_Problem description_: Search the listing below for the word "opened" and copy each line that holds it.

_Records for the exercise_:
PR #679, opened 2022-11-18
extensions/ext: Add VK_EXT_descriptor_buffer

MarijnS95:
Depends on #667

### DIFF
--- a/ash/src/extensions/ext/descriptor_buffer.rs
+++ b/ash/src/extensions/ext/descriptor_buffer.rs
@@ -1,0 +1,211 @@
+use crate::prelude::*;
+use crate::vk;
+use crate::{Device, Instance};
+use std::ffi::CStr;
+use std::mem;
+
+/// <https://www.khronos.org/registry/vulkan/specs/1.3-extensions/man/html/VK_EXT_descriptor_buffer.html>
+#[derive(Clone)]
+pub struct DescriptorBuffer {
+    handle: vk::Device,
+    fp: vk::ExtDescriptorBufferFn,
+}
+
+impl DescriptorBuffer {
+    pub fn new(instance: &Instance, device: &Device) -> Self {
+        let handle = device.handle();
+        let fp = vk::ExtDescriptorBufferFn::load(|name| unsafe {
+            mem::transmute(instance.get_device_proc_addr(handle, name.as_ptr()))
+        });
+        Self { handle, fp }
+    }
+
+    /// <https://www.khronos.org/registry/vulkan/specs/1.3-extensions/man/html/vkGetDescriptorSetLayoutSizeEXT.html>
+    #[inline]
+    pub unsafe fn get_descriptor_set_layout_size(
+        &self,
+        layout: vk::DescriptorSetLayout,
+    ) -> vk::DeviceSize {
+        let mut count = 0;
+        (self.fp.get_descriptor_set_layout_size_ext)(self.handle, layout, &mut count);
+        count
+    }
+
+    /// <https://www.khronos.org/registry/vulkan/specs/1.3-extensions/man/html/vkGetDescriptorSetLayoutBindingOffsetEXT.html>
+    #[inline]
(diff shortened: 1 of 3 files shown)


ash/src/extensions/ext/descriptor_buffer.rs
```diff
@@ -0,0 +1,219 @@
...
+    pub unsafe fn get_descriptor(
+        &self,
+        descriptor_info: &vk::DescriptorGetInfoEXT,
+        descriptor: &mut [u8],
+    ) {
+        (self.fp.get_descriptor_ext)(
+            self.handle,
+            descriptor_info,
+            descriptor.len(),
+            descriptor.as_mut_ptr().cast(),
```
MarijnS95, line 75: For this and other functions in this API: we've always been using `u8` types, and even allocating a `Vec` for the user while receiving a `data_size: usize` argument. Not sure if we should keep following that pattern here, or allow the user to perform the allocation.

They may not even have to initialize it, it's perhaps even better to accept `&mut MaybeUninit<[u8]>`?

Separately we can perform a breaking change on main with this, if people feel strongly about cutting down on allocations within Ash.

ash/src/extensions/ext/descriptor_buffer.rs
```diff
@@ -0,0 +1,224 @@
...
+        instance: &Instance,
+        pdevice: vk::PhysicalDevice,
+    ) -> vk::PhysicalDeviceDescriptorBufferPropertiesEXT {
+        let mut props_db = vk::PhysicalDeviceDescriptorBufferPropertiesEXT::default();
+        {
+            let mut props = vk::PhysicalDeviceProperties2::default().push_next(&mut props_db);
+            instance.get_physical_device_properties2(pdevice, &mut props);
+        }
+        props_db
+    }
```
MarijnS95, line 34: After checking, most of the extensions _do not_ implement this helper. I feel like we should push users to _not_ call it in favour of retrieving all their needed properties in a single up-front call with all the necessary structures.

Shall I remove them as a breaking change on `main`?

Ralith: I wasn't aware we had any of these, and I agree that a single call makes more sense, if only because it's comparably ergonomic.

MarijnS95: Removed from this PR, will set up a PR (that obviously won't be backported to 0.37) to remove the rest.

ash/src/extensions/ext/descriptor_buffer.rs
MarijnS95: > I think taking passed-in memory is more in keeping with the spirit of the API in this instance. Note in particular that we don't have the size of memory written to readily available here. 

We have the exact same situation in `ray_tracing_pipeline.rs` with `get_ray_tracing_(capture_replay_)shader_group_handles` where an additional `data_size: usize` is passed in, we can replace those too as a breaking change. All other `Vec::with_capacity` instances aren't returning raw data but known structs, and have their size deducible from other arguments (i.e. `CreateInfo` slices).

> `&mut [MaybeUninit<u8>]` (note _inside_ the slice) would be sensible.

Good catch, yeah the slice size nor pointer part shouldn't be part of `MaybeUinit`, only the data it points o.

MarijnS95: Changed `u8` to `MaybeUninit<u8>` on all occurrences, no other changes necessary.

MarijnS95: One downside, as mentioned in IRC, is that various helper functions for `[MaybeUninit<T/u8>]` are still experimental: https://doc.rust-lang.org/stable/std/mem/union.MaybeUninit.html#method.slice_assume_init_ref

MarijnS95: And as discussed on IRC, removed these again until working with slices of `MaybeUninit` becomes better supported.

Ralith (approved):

---

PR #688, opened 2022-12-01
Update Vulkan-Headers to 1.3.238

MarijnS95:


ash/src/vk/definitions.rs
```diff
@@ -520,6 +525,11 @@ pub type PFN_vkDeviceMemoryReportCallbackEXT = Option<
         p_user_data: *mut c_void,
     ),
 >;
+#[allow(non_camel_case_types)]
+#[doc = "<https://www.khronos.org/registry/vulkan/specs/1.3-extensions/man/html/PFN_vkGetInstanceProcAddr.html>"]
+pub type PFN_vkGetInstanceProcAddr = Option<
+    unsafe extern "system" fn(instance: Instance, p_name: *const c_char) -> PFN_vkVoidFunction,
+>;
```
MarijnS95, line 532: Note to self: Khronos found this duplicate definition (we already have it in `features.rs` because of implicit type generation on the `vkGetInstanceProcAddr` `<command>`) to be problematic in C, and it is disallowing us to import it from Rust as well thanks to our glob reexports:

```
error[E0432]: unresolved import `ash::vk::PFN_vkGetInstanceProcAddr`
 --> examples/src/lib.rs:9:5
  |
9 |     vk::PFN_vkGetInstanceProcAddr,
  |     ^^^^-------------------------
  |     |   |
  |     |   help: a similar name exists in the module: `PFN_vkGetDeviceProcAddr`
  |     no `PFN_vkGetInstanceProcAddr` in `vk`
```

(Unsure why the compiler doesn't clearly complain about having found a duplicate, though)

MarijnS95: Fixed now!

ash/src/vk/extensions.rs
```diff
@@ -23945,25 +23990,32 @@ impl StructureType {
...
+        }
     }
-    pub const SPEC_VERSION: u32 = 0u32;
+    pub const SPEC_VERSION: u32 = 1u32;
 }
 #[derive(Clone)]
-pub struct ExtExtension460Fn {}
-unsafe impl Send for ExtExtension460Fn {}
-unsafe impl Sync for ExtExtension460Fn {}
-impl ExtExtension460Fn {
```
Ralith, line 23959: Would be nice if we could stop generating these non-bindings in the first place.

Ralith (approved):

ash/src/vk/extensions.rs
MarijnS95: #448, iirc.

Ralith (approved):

_Answer box_:
PR #679, opened 2022-11-18
PR #688, opened 2022-12-01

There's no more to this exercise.